Under a deal announced to the ASX on Tuesday afternoon, NAB said it would acquire Citi’s $7.9 billion mortgage book and almost $4.3 billion of unsecured lending (mostly credit cards), along with $9 billion of retail deposits.
If the deal is approved by regulators NAB will also pick up the personal charge card and buy now pay later businesses of Citi’s Diners Club subsidiary.
NAB and Citi have not yet clarified whether Diners’ corporate charge card portfolio, which includes a lucrative Commonwealth Government mandate, is included in the sale.
However, NAB noted in footnotes to its ASX announcement that it had agreed to acquire all shares in the Diners Club subsidiary “subject to certain additional conditions”.
While ACCC boss Rod Sims told Nine Media in July he would “take a very, very close look” if the Citi business was sold to a major bank, the market share implications of the sale are unlikely to upend the deal.
The prospects of the deal securing approval from the competition regulator are enhanced by NAB’s woeful record in the credit card market.
NAB has been a chronic underperformer in credit card issuing for more than two decades and the addition of Citi’s $3.5 billion credit card portfolio will make it only the second largest player in the product segment behind Commonwealth Bank ($8 billion).
While NAB’s credit card portfolio will almost double to around $7.4 billion, the strategic value of the deal will be mostly in acquiring Citi’s product development and marketing capability.
Around 800 Citigroup staff, including senior management, will join NAB as part of the deal.
In many ways the deal might amount to something of a reverse takeover of NAB’s ailing cards operation and could prompt speculation that card gurus at Citi’s head office in Sydney, such as Choong Yu Lum, will eventually squeeze out incumbent NAB executives.
As head of Citi’s cards business, Choong Yu has spearheaded a raft of product developments in recent years including the soon-to-be-launched Spot buy now pay later platform.
The elevation of Citi’s payments executives within NAB could also prompt the group to relocate its cards operation from Melbourne to Sydney.
Another fascinating feature of deal is that NAB – a long term strategic partner of Visa – will acquire a credit card business squarely aligned with Mastercard.

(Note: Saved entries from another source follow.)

PR #776, opened 2017-08-16
pre_koji_parent: don't check Koji if the base image has no NVR labels

owtaylor:
If the base image doesn't have the com.redhat.component, version, or
release labels, then it wasn't built via OSBS and there's no point
in checking that it was imported into Koji or waiting for that to
happen. (This fixes a KeyError when using a Fedora base image as
the base image.)

### DIFF
--- a/atomic_reactor/plugins/pre_koji_parent.py
+++ b/atomic_reactor/plugins/pre_koji_parent.py
@@ -65,7 +65,8 @@ class KojiParentPlugin(PreBuildPlugin):
         self._poll_start = None
 
     def run(self):
-        self.detect_parent_image_nvr()
+        if not self.detect_parent_image_nvr():
+            return
         self.wait_for_parent_image_build()
         self.verify_parent_image_build()
         return self.make_result()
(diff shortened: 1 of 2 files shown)


atomic_reactor/plugins/pre_koji_parent.py
```diff
@@ -74,8 +75,17 @@ def detect_parent_image_nvr(self):
         config = self.workflow.base_image_inspect[INSPECT_CONFIG]
         labels = config['Labels'] or {}
 
+        label_names = 'com.redhat.component', 'version', 'release'
+        for label_name in label_names:
+            if label_name not in labels:
+                self._parent_image_nvr = None
+                self.log.info("Failed to find label '%s' in parent image. "
+                              "Not waiting for Koji build." % label_name)
```
twaugh: landscape.io suggests passing `label_name` as a separate parameter to the format string, rather than performing the formatting before the call, e.g. `self.log.info("Failed to ... %s ...", label_name)`.

owtaylor: Fixed.

twaugh:
"wasn't built via OSBS" -- it may have been built by an older version of OSBS which used a different set of label names.

Thinking about it, which labels is Fedora using for this? Not sure if a better approach is to check new/old aliases.

cc @maxamillion

maxamillion:
@twaugh Fedora isn't building base images via OSBS because of multi-arch. Our current labels are set [here](https://pagure.io/pungi-fedora/blob/master/f/fedora.conf#_296) but we can add whatever we need to there. Is there a set of labels that OSBS now expects to be in place for base images?

twaugh:
@maxamillion, got it. So we definitely need to handle images that were not built in OSBS. Thanks.

maxamillion:
thank you :+1:

twaugh:
Draft release notes updated.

That’s a dichotomy bound to foster strategic tension within the merged cards business, but would ultimately strengthen NAB’s bargaining hand if it decides to wring an exclusive issuing deal with one of the schemes.
But it raises questions about the future of NAB’s strategic alliance with Visa.
NAB and Visa are more than halfway through a ten year alliance that has seen the global card scheme help develop new digital payments products for the Melbourne-based bank.
Under the terms of the alliance that began in November 2015 NAB agreed to be an exclusive issuer of Visa cards.